* [Task requirements]
Search the material and gather each line with "trying" in it.

* [Records provided]
PR #8337, opened 2022-03-02
feat(smart-contracts): mimick ownable

### LINKED ISSUE #8276: Owner
Several applications "expect" our lock contracts to have an "owner" and among them, OpenSea. 
We don't have one right now but we have the concept of lock manager.
We should add a `setOwner` method callable _only_ by a lock manager to set an address as "owner" and trigger an `OwnershipTransferred(address previousOwner, address newOwner)` event. The default owner should be the deployer.

Additionally we should add both `owner() → address` and  `isOwner() → bool` that will return the address of the current owner and true of the caller is an owner respectively.

clemsos:
# Description

Provides an helpers to mimick the `Ownable` contract ABI. The `Ownable` logic is used by many 3rd party services to determine contract ownership - e.g. who is allowed to edit metadata on Opensea.

NB: This logic is NOT used internally by the Unlock Protocol and is made available only as a convenience helper.

# Issues

Fixes #8276

# Checklist:


julien51 (approved):
💯

julien51:
Perfect :D

julien51:
One important thought here: how can we make sure existing locks can "safely" be upgraded with this?

smart-contracts/contracts/mixins/MixinRoles.sol
```diff
@@ -78,5 +84,33 @@ contract MixinRoles is AccessControlUpgradeable {
...
+    address _previousOwner = _convenienceOwner;
+    _convenienceOwner = account;
+    emit OwnershipTransferred(_previousOwner, account);
+  }
+
+  function isOwner(address account) public view returns (bool) {
+    return _convenienceOwner == account;
+  }
+
   uint256[1000] private __safe_upgrade_gap;
```
julien51, line 115: So I expect the Gap here to be reduced?

julien51 (changes requested):

smart-contracts/contracts/mixins/MixinRoles.sol
clemsos: Yes, I thought we will do that after other changes where done. But for sure we need a streamlined way to assess the storage continuity

julien51: Let's actually do that on every PR because I worry we may forget eventually?

smart-contracts/test/Lock/upgrades.js
```diff
@@ -0,0 +1,82 @@
...
+      'A neat upgradeable lock!',
+    ]
+
+    lock = await upgrades.deployProxy(PublicLockPast, args)
+    await lock.deployed()
+  })
+
+  it('should allow upgrade', async () => {
+    // deploy new implementation
+    await upgrades.upgradeProxy(lock.address, PublicLockLatest)
```
clemsos, line 80: Just a very basic test case `yarn hardhat test test/Lock/upgrades.js`

julien51:
So  after I think it is ok to create a Mixin and have this be isolated from the rest...

julien51 (approved):
Thanks for adding the upgradability test!

julien51:
Huhuhuh `trying to deploy a contract whose code is too large`. That's _very_ bad news.

clemsos:
> Huhuhuh `trying to deploy a contract whose code is too large`. That's _very_ bad news.

ok this appears to be a real issue with the contract size increase. It can be solved by using a lower value in the compiler `runs` optimizer but still should be careful about it ?

julien51:
Hum. I am quite worried about that because I suspect we will bump into the same issue as we add more things?

smart-contracts/hardhat.config.js
```diff
@@ -30,7 +30,7 @@ const { getHardhatNetwork } = require('./helpers/network')
 const settings = {
   optimizer: {
     enabled: true,
-    runs: 200,
+    runs: 20,
```
julien51, line 33: This does not leave us a lot of margin :/ wdyt?

clemsos: so from trial and error, we can get as low as 140 but ofc thats not a viable solution. Filed an issue for now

* [Answer space]
Huhuhuh `trying to deploy a contract whose code is too large`. That's _very_ bad news.
> Huhuhuh `trying to deploy a contract whose code is too large`. That's _very_ bad news.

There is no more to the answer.